PR #7560, opened 2021-04-09
lib/api: Log the remote address on login attempts.

acolomb:
### Purpose

This enables usage of the audit log to e.g. automatically block remote addresses from connecting after repeated login failures, as requested [on the forum](https://forum.syncthing.net/t/can-the-syncthing-web-gui-report-authentication-errors/16642/11).

### Testing

Manual verification of the audit log contents when the API authorization is enabled.

### Documentation

**TODO**: No docs PR prepared yet, waiting on feedback whether this is the right approach or if there are any other security implications.

### DIFF
--- a/lib/api/api_auth.go
+++ b/lib/api/api_auth.go
@@ -29,10 +29,11 @@ var (
 	sessionsMut = sync.NewMutex()
 )
 
-func emitLoginAttempt(success bool, username string, evLogger events.Logger) {
+func emitLoginAttempt(success bool, username, address string, evLogger events.Logger) {
 	evLogger.Log(events.LoginAttempt, map[string]interface{}{
 		"success":  success,
 		"username": username,
+		"remoteAddress": address,
 	})
 }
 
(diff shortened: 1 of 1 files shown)


calmh:
Somewhat of a rabbit hole, I think if we do this we at minimum needs to handle x-forwarded-for headers, but perhaps then also not trust those headers if not sent by a proxy (127.0.0.1 or configured?)

AudriusButkevicius:
This is in response to a specific forum thread, yet reading that thread I felt that the right approach there was to put a reverse proxy, and use standard nginx/apache scrapers that feed into fail2ban etc.

calmh:
So this is one of those cases then where I think an issue describing the use case to be solved would be a good thing.

AudriusButkevicius:
Someone wants to write a fail2ban scraper that iptables blocks addresses that try to brute force basic auth.

For that purpose, the trust of X-Forwarded-For also has to be behind a config flag, as the attacker could send X-Forwarded-For to confuse syncthing, while it's actually not behind a reverse proxy.

acolomb:
I don't have an application for this myself, but I think the information could still be useful.  If the remote address is that of a reverse proxy, that's already valuable, as we know it's not someone else.  Deciding to block that whole proxy instead of the address for which the request was forwarded is up to whoever wants to write such rules.  Keep in mind Syncthing does not block anything by itself, but just gives a pointer to the immediate connecting host.

AudriusButkevicius (approved):
I guess this doesn't do any harm.

PR #7566, opened 2021-04-12
Making modals a bit more consistent

pvinis:
### Purpose

I tried to work on https://github.com/syncthing/syncthing/issues/6408 but I couldn't make it work. angular and jquery and all that is weird.. we should move the gui to react :D. 

Anyway, I tried to fix that issue but I couldn't, but on the way there, I made the 4 modals more consistent, so the code is the same for all four. It might get out of sync again if people change only one, so some funcs might have been better, but I didn't want to overcomplicate before I could actually fix the issue.

I added a `defaultPerPage` that the first time you open the modal is activated, and if you change it to say `25`, it will stay `25` on that modal.

### Testing

I tested it locally.

### DIFF
--- a/gui/default/syncthing/core/syncthingController.js
+++ b/gui/default/syncthing/core/syncthingController.js
@@ -11,6 +11,7 @@ angular.module('syncthing.core')
         var navigatingAway = false;
         var online = false;
         var restarting = false;
+		var defaultPerPage = 10;
 
         function initController() {
             LocaleService.autoConfigLocale();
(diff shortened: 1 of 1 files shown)


imsodin (commented):
Just in case I missed something: How does this make the modals more consistent? I only see that it persists the amount of items per page like you described.

pvinis:
It kinda makes thigs the same for all modals. Some were resetting things, some not. Some were assigning the return value of refresh, some not. Now they are all doing the same thing.

I feel like this would be better as some function that does a thing and then gets the modal and vars as args and does the same thing to all, but I'm not super familiar with jquery and backbone etc. I kinda wish this gui was in react 😅.

imsodin:
Just in case that wasn't clear: I am not opposed to this change, just wanted a clarification (which I got in the last comment). If the indentation issues (and now conflicts) are addressed this is lgtm.

st-review:
:robot: *beep boop*

PR #7567, opened 2021-04-12
all: Remove untrusted feature flag (fixes #109)

### LINKED ISSUE #109: Support for file encryption (e.g. non-trusted servers)

imsodin:
No longer hide the web UI controls for the new untrusted/encrypted
device feature. Testing hasn't been very widespread, but there has been
some and quite a few bugs have been caught and fixed. I believe its time
to not hide it anymore, and cautiously recommend usage. E.g. mention
that the feature hasn't been widely used yet and anyone using it is an
early adopter, but drop the bit about not using it with production data.
We can maybe stress the need for backups in general and especially
using this.

To remove the feature flag I added a new type of config migration like on dbs:
Changes something, buti not the schema.


calmh:
Cool, but I don't think we should do the migration schema version thing. It's a whole new dimension (and new field in the config, so this by itself is an API change anyway...) for not that much real use. Not many will have set the feature flag, and for those that have we can simply let if life on, it will be ignored and does no harm.

calmh (approved):

PR #7575, opened 2021-04-13
api: Log warnings on API authorization failures.

acolomb:
This is intended as an enhancement for #7560, to make failed login attempts more easily visible even when the audit log is disabled.  Inspired by [this forum discussion](https://forum.syncthing.net/t/can-the-syncthing-web-gui-report-authentication-errors/16642).  The log level is kept to Info to avoid message panels in an already connected GUI.

### DIFF
--- a/lib/api/api_auth.go
+++ b/lib/api/api_auth.go
@@ -57,8 +57,7 @@ func basicAuthAndSessionMiddleware(cookieName string, guiCfg config.GUIConfigura
 
 		l.Debugln("Sessionless HTTP request with authentication; this is expensive.")
 
-		error := func(reason string) {
-			l.Infoln("API authorization failed: ", reason)
+		error := func() {
 			time.Sleep(time.Duration(rand.Intn(100)+100) * time.Millisecond)
 			w.Header().Set("WWW-Authenticate", "Basic realm=\"Authorization Required\"")
 			http.Error(w, "Not Authorized", http.StatusUnauthorized)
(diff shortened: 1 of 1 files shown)


calmh (commented):
This'll emit a flurry of warnings when a browser visits, as the browser won't send credentials until it gets the unauthorized status back. Really only the case at the bottom (where we call `emitLoginAttempt(false, ...)`) is an auth failure. Perhaps the logging should happen in that function instead.

acolomb:
The only occasion I could produce a "flood" of about 8 failure messages, was when restarting Syncthing with the browser page still open, but after the password was changed.  Otherwise it's always just one entry saying "wrong authorization type", then the browser stopped connecting to ask for the credentials.  What I observed was at least not excessive logging, although the no authorization case could arguably be disregarded.  I think the other messages might help diagnosing problems.

I don't have a strong opinion, so if you think these are too much, I will reduce to only the "wrong user / password" case.

imsodin:
> Really only the case at the bottom (where we call `emitLoginAttempt(false, ...)`) is an auth failure.

I concur.

AudriusButkevicius:
Likewise.

lib/api/api_auth.go
```diff
@@ -97,6 +97,7 @@ func basicAuthAndSessionMiddleware(cookieName string, guiCfg config.GUIConfigura
 
 		if !authOk {
 			emitLoginAttempt(false, username, r.RemoteAddr, evLogger)
+			l.Infoln("Wrong credentials supplied during API authorization")
```
imsodin, line 100: You could also include the remote address, then someone wanting to scrape logs can do it directly without the need for `--audit`?

calmh: I'd also still do this in `emitLoginAttempt`. Reduces ambiguity, more future proof.

imsodin (approved):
===============
EXERCISE DESCRIPTION >> Please give the count of lines above with "basicAuthAndSessionMiddleware", nothing else.

ANSWER TO THIS PROBLEM >> 2